1. Binary AUROC Recap
- AUROC (Area Under ROC Curve) = probability that the model ranks a randomly chosen positive sample higher than a randomly chosen negative sample.
- Well-defined for binary classification.
2. Multiclass Extension
When we have K classes, AUROC needs to be extended. Two common strategies are:
- Macro AUROC: average AUROC for each class (OvR).
- Micro AUROC: aggregate all predictions across classes, then compute AUROC globally.
3. Definition of Micro AUROC
- Flatten all class predictions into a single pool of binary decisions (one-vs-rest, across all classes).
- Then compute TP, FP, TN, FN globally across all classes.
- Finally, calculate AUROC as if it were a single binary task.
Formally:
$AUROC_{micro} = AUROC\left(\sum_{i=1}^{K} \text{positives for class } i, \; \sum_{i=1}^{K} \text{negatives for class } i \right)$
4. Key Characteristics
- Micro AUROC = sample-level discrimination ability.
- Large (majority) classes dominate, because counts are pooled.
- If your dataset is imbalanced, Micro AUROC may look high even if rare classes perform poorly.

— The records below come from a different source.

PR #40, opened 2018-08-06
Ins 58 tests for class domain

ivanshibitov:
Add test for ClassDomain


genesis/public/core/class_test.go
```diff
@@ -29,5 +32,181 @@ func TestClassDomain_GetClassID(t *testing.T) {
...
 	assert.Equal(t, class.ClsDomainID, domainID)
 }
+
+func TestClassDomain_GetClass_NoSuchRecord(t *testing.T) {
+	parent := &mockParent{}
+	classDom, err := newClassDomain(parent)
+	assert.NoError(t, err)
+	cl, err := classDom.GetClass("test")
+
+	assert.Error(t, err)
```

- Complements Macro AUROC, which treats all classes equally.
5. Example
Suppose we have 3 classes (A, B, C):
- AUROC(A vs rest) = 0.90
- AUROC(B vs rest) = 0.70
- AUROC(C vs rest) = 0.60
- Macro AUROC = (0.90 + 0.70 + 0.60) / 3 = 0.733
- Micro AUROC is computed by pooling all predictions: if class A has many more samples, Micro AUROC will be closer to 0.90 (dominated by majority class).
6. Interpretation
- Micro AUROC: best when you want to evaluate the overall ability of the classifier across all samples.
- Macro AUROC: best when you want fairness across classes, especially minority ones.
Summary
- Micro AUROC = AUROC computed after pooling predictions across all classes.
- Dominated by majority classes.
- Useful for overall performance measurement, but hides minority class weaknesses.
- Always report both Macro and Micro AUROC for a balanced evaluation.